AIM OF THE EXERCISE — Search the material for the word "then" and copy each line that holds it.

—————

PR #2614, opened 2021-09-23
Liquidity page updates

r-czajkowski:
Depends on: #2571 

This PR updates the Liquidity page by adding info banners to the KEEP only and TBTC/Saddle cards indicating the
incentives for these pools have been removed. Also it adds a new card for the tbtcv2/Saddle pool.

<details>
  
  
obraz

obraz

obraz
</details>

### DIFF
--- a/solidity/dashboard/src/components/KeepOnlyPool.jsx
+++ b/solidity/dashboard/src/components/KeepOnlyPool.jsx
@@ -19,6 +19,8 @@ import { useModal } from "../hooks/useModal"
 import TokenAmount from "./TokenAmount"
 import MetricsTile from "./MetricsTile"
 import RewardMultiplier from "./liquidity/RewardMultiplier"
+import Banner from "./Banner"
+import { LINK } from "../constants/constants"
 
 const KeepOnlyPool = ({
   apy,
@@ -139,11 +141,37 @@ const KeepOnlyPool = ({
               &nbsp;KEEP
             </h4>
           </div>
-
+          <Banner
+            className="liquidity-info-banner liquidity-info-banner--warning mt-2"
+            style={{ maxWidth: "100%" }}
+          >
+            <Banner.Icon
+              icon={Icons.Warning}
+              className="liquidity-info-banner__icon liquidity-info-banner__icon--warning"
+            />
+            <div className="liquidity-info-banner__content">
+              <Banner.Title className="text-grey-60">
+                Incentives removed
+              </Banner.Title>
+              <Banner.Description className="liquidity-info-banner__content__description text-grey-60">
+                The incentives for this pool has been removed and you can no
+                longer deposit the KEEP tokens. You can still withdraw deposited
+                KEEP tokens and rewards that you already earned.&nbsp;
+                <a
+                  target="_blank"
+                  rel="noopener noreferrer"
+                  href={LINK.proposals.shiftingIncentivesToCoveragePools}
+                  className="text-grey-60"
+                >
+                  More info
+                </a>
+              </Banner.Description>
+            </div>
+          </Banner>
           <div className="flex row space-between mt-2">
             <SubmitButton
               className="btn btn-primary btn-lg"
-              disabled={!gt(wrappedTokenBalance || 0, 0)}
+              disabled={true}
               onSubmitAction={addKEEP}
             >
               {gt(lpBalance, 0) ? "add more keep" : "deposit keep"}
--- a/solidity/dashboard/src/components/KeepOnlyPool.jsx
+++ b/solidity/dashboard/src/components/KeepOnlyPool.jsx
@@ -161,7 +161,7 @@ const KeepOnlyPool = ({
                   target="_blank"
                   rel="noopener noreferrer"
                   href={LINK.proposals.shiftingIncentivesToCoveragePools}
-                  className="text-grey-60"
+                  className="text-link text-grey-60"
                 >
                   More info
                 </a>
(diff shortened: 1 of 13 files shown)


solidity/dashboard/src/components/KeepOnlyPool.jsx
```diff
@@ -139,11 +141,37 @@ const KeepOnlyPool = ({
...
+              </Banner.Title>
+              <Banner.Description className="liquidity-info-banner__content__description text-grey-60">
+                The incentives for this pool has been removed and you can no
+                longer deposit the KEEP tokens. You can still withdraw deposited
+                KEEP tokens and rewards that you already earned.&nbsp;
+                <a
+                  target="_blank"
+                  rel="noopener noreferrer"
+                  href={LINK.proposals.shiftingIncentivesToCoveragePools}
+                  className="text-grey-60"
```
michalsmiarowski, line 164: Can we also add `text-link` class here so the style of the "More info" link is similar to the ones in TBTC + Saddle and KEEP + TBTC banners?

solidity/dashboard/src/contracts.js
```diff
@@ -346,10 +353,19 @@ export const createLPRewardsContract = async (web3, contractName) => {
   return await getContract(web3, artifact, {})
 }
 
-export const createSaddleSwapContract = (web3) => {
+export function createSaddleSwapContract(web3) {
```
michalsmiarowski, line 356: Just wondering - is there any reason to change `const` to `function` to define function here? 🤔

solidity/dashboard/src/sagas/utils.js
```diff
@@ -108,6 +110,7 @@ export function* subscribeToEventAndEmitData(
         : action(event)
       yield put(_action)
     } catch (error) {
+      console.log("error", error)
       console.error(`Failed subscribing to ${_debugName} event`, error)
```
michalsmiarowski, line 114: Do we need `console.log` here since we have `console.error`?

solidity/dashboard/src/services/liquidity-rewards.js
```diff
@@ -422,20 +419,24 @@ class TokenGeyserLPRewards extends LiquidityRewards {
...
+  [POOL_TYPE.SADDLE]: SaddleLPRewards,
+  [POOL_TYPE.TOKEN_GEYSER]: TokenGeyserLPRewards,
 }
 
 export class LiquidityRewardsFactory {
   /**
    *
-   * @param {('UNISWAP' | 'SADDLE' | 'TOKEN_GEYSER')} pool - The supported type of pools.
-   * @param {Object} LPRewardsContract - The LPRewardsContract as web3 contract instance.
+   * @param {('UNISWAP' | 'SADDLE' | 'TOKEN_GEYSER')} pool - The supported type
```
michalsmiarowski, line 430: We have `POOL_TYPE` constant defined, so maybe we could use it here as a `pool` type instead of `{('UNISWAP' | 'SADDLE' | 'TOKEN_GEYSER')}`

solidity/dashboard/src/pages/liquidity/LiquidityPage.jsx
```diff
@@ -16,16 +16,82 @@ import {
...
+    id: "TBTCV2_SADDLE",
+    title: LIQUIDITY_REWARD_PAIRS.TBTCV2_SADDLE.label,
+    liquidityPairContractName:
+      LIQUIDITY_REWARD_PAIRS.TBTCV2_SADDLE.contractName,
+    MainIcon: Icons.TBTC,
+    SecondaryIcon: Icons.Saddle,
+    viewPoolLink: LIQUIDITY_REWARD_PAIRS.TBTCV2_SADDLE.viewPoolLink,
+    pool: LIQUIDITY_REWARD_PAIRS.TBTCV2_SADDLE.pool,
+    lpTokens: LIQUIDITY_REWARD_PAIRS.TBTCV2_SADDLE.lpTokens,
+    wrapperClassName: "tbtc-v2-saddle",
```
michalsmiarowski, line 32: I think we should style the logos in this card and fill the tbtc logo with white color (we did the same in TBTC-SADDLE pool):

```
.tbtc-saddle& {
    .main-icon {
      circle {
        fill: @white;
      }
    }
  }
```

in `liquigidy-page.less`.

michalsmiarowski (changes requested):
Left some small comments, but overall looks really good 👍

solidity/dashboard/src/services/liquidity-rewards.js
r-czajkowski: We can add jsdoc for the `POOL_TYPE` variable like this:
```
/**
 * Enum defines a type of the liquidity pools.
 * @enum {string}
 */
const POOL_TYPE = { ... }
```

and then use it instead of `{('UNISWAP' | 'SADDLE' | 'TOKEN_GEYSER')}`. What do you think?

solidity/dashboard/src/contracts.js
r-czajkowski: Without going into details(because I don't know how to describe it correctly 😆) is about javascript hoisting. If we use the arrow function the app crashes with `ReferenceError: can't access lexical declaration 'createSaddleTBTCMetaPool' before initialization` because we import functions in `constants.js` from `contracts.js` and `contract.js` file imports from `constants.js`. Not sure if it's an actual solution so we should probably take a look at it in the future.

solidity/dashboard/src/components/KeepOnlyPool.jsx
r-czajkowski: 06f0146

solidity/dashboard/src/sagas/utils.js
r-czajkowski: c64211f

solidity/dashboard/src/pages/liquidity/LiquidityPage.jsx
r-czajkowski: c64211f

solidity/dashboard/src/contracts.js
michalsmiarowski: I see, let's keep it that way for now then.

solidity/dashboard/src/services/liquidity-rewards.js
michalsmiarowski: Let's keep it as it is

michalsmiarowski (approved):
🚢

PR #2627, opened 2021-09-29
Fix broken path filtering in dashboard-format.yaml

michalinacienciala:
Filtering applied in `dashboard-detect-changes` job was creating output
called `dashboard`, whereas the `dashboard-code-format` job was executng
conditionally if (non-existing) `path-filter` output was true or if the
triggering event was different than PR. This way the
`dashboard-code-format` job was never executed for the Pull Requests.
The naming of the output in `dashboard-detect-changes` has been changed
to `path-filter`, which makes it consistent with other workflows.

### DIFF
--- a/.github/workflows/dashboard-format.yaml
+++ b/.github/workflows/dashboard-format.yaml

—————

PROBLEM SOLUTION —
and then use it instead of `{('UNISWAP' | 'SADDLE' | 'TOKEN_GEYSER')}`. What do you think?
michalsmiarowski: I see, let's keep it that way for now then.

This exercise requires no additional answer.